La propreté et le stationnement de rue
PASSAGE DU BALAI MÉCANIQUE À MONTRÉAL
UN CALVAIRE DONT ON POURRAIT SE PASSER
Pour qu’un film western soit reconnu comme tel, un passage obligé est cette scène où les deux protagonistes se retrouvent face à face dans la rue principale d’un bled pour s’affronter à mort. Bien que le village semble déserté par ses habitants, il ne l’est pas. Derrière chaque rideau se cachent les citoyens qui épient le duel pour ensuite courir célébrer le bon qui, miraculeusement, gagne à tout coup.
Cette scène où toute la population est collée aux fenêtres, on la reproduit deux fois par semaine dans la majorité des quartiers de Montréal. L’objet de notre attention n’est cependant pas deux hommes armés de longs pistolets, mais bien l’attente qu’un espace de stationnement se libère advenant qu’un voisin parte au travail en voiture. À la seconde où un trou se forme, tous ceux qui n’ont pas besoin de véhicule le jour se précipitent pour déplacer leur automobile et libérer la voie où il est interdit de se stationner, une heure chaque semaine.

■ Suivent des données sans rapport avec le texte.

Issue #774, opened 2016-02-06
Eliminate `extensions` directory from skeleton


tobscure:
@franzliedke and I discussed the usefulness of the `extensions` directory in the skeleton today. There are a couple of reasons we have this directory in the first place:

* **So we can scan its sub-directories to build a list of available extensions.** However, we realised we can just read the list from `vendor/composer/installed.json`, filtering by package type. We do this anyway to get extension version numbers!

* **To support drag/drop uploading of extensions.** It only works for extensions that don't have any Composer autoloading or dependency requirements though (really only language packs). We decided we want to discourage this because it is very likely to cause confusion by having multiple extension installation methods.

Since both of these reasons are invalid, we think there is no longer any reason to have a separate `extensions` directory. Instead, extensions can just be installed into the `vendor` directory like any other package. It's cleaner and eliminates a potential source of confusion.

Luceos:
This has some issues:

- Composer has to run twice, first to drop the flarum/composer-installer then to move extensions to vendor. It's beta, let's live with that?
- All migrations by extensions had the flarum-(ext-) removed in the namespace. I'm not sure how to handle this. Replacing flarum-ext- in the composer name to resolve to the migration namespace might create issues, because it's still namespace guessing. What's the reason for namespaced migrations that aren't necessarily required to be added to the classmap anyway :stuck_out_tongue:

franzliedke:
Migrations are now not namespaced anymore. *yay*

Luceos:
Jep, that should make this a much easier task.

Luceos:
Any objections to move this to beta 5? I had a wip branch somewhere I need to finish now with the latest changes to the migration namespaces ;)

franzliedke:
Agreed. Since we are already breaking BC with the migrations stuff, we may as well do this change in beta.5 as well and make the upgrade as painful as possible. But only once. ;)

*Wait a sec. @Luceos, you did propose to move this to beta.5, right? I got an email...*

Luceos:
I know I deleted it because I couldn't find my branch. But let's move this to beta 5. The reason is the same as you say, there is already a backward compatibility thing here.

Sorry to confuse you.

Luceos:
So there's this PR, it also adds prefer-stable.

Luceos:
@franzliedke a test run would be great for this one.

tobscure:
[...]

PR #841, opened 2016-03-01
Refactoring to drop extensions dir, see #774

Luceos:
- See #774 & https://github.com/flarum/flarum/pull/35
- No longer loading the composer.json in the extension directory, but fully utilizing the installed.json of composer.

### tested:

- with dev-master of all core extensions and dev-master of flarum/flarum dropping flarum/composer-installer
- loading flarum
- loading admin
- en-/disabling extensions
- re-running migrations

### DIFF
--- a/src/Extension/Extension.php
+++ b/src/Extension/Extension.php
@@ -96,8 +96,9 @@ class Extension implements Arrayable
      */
     protected function assignId()
     {
-        $segments = explode('/', $this->path);
-        $this->id = end($segments);
+        list($vendor, $package) = explode('/', $this->name);
+        $package = str_replace(['flarum-ext-', 'flarum-'], '', $package);
+        $this->id = "$vendor-$package";
     }
 
     /**
--- a/src/Extension/ExtensionManager.php
+++ b/src/Extension/ExtensionManager.php
@@ -18,6 +18,7 @@ use Flarum\Foundation\Application;
 use Flarum\Settings\SettingsRepositoryInterface;
 use Illuminate\Contracts\Events\Dispatcher;
 use Illuminate\Filesystem\Filesystem;
+use Illuminate\Support\Arr;
 use Illuminate\Support\Collection;
 
 class ExtensionManager
@@ -38,6 +39,11 @@ class ExtensionManager
      */
     protected $filesystem;
 
+    /**
+     * @var Collection|null
+     */
+    protected $extensions;
+
     public function __construct(
         SettingsRepositoryInterface $config,
         Application $app,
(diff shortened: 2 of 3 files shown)


Luceos:
Is styleci complaining about a non-existent tab? :laughing:

tobscure:
Great work! Will test as soon as I get time. 

StyleCI is complaining about extra unnecessary whitespace on that line.

src/Extension/Extension.php
```diff
@@ -96,8 +96,9 @@ public function __construct($path, $composerJson)
      */
     protected function assignId()
     {
-        $segments = explode('/', $this->path);
-        $this->id = end($segments);
+        list($vendor, $package) = explode('/', $this->name);
+        $package = str_replace(['flarum-ext-', 'flarum-'], null, $package);
```
franzliedke: Hmm, minor thing: It surprised me that the second parameter to `str_replace` can be `null`. Can you change it to an empty string? That's really what we want to express here, right?

src/Extension/ExtensionManager.php
```diff
@@ -260,13 +282,24 @@ protected function setEnabled(array $enabled)
...
 
+    /**
+     * The extensions path.
+     *
+     * @return string
+     */
     protected function getExtensionsDir()
     {
-        return public_path('extensions');
+        return public_path('vendor');
```
franzliedke: Can we pass that in when defining the manager in the service provider?

src/Extension/ExtensionServiceProvider.php
```diff
@@ -21,11 +21,10 @@ public function register()
     {
         $this->app->bind('flarum.extensions', 'Flarum\Extension\ExtensionManager');
 
-        $config = $this->app->make('flarum.settings')->get('extensions_enabled');
-        $extensions = json_decode($config, true);
+        $extensions = $this->app->make('flarum.extensions')->getEnabledExtensions();
 
         foreach ($extensions as $extension) {
-            if (file_exists($file = public_path().'/extensions/'.$extension.'/bootstrap.php')) {
+            if (file_exists($file = $extension->getPath().'/bootstrap.php')) {
```
franzliedke: Can we shorten this to a method in the extension manager that returns an array of files to be included?

franzliedke:
Looks good, overall! :+1: 
Just some minor corrections...

franzliedke:
Oh, last thing: do we still get any benefit from defining a special type for extension composer packages? Or was that only needed for installing it to a different directory?

tobscure:
@franzliedke we need the flarum-extension type to be able to tell which packages in installed.json are Flarum extensions :)

src/Extension/ExtensionManager.php
Luceos: While loading the installed.json we also use the hardcoded public path to vendor. IMO that's wrong too. So I just kept it like this. We might need to provide a way to get the vendor_path and extension_path seperately from the ExtensionManager, perhaps in the Application class. Same behavior as Laravel in that sense.

If you don't mind, won't be taking this along for this PR.

Luceos:
@flarum/core 

> Just some minor corrections...

All done except for the one to pass the vendor folder into the construct of the Extension Manager, I think there should be an alternative solution for that. Either create a `extension_path` and `vendor_path` helper or implement those paths in the Application.

tobscure:
Fix up the StyleCI error and I'm happy :) @franzliedke we can work out a solution for the hardcoded vendor path after

Luceos:
@tobscure was looking at those.. I really need to set up phpstorm to use the styleci/nitpick params.

Luceos:
@tobscure done.

tobscure:
Thanks so much @Luceos, great work :)

Luceos:
Happy with this too :)

Don't forget about https://github.com/flarum/flarum/pull/35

Ce rituel, qui rythme la vie des Montréalais d’avril à décembre, devient de plus en plus pénible. Alors que le nombre d’espaces disponibles demeure le même, sinon diminue légèrement pour laisser place aux saillies de trottoir, aux BIXI ou aux places réservées aux voitures électriques, le parc automobile ne cesse d’augmenter. Aussi, il y a non seulement davantage de voitures (5 % d’augmentation entre 2009 et 2014), mais elles sont de plus en plus grosses (33 % de plus de VUS pour la même période). Bref, plus de demande pour une offre diminuée.
Et pourquoi tout ce branle-bas de combat ? Pour céder le passage à un balai mécanique qui, chaque semaine, nettoie les bordures de rue.

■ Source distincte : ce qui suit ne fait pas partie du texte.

PR #844, opened 2016-03-03
added integration with codecov to track coverage of tests

Luceos:
Would like to propose tracking code coverage. We can do this automatically by using codecov.io (just use your account to set it up @flarum/core ). The entry below sends the stats over to codecov.

### DIFF
--- a/.travis.yml
+++ b/.travis.yml
@@ -30,4 +30,7 @@ notifications:
     on_failure: always
     on_start: false
 
+after_success:
+  - bash <(curl -s https://codecov.io/bash)
+
 sudo: false


franzliedke:
Not sure we want that at this point. Can be slightly depressing... also I'm in the camp of those who doubt the usefulness of code coverage as metric. It can lead to the wrong goals in testing.

Luceos:
@franzliedke we don't need to publish this and let's face the fact at some point we need to know how far the tests are covering code. Maybe you (core devs) don't need it, but those that write the code do ;) It makes their lives much easier.

franzliedke:
That's convincing. :+1:

Luceos:
I meant "those that write the tests do", updated comment ;)

Ps it's also a goal to work towards.

franzliedke:
@tobscure Do you agree?

PR #846, opened 2016-03-04
Remove 'extensions' path for writable check

sijad:


Luceos:
Thanks @sijad totally missed that! :+1:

Qu’adviendrait-il si l’interdiction de stationner sur les rues résidentielles était tout simplement éliminée. Montréal se transformerait-elle en un vaste dépotoir ?
Pour connaître la réponse, il suffit de visiter Québec. Certes, la taille et la densité de population de la Capitale nationale sont moindres que celles de la métropole. Mais ses quartiers centraux – Vieux-Québec, Montcalm et Limoilou – ont un bâti (duplex, triplex) et une population au kilomètre carré équivalente à celle de plusieurs quartiers centraux d’ici. Aussi, bien qu’il n’existe pas d’indice de propreté comme tel, on peut avancer, à l’œil, que Québec est plus propre que Montréal. Et cela, alors que les résidants n’ont pas à déplacer leur voiture deux fois la semaine.
Le plus surprenant avec ce nouveau « mystère Québec » est qu’il ne repose pas sur une stratégie particulière. Une discussion avec le superviseur des travaux publics de l’arrondissement de La Cité-Limoilou, qui couvre l’ensemble des quartiers centraux, pointe plutôt une série d’ajustements tirés tout droit du sens commun des horaires de service ajustés pour que les équipements roulants circulent à l’aube, avant le trafic, des équipes complémentaires à pied, balai à la main, un produit ajouté à l’eau des camions-citernes pour éliminer l’odeur d’urine des chevaux.
En somme, serait-il possible qu’à Montréal, on demande à des milliers de citoyens de déplacer leur véhicule… pour rien ? La réponse est fort probablement oui. À preuve, lorsqu’en 2006 l’arrondissement de Ville-Marie a réduit le nombre de passages de camion-balai de moitié, demandant aux citoyens de déplacer leur automobile deux fois la semaine plutôt que quatre (lundi, mardi, jeudi et vendredi)… les rues sont devenues plus propres. Pourquoi ? Parce que cette décision a coïncidé avec l’introduction des sacs transparents de recyclage, l’ancien système de bacs faisant en sorte que le contenu partait au vent avant qu’il ne soit ramassé. Ainsi, la meilleure stratégie pour nettoyer les rues est d’éviter qu’on y répande des déchets, le passage de balayeuses étant largement inefficace.
Montréal est aujourd’hui une ville décentralisée. Ceci amène son lot d’inconvénients, mais aussi quelques avantages structurels importants. Le premier est que les arrondissements peuvent devenir autant de laboratoires où l’on arrête de faire les choses simplement « parce que cela se fait depuis toujours », et ainsi créer une véritable culture de l’innovation et de l’émulation entre les différents quartiers. Le second est que la gouvernance de proximité doit forcément pousser la Ville à devenir davantage empathique face à sa population. Le jour où, quelque part, quelqu’un décidera d’éliminer l’interdiction de se stationner deux fois par semaine pour proposer une solution de rechange au balai mécanique, on saura alors que Montréal commence enfin à profiter de sa nouvelle organisation.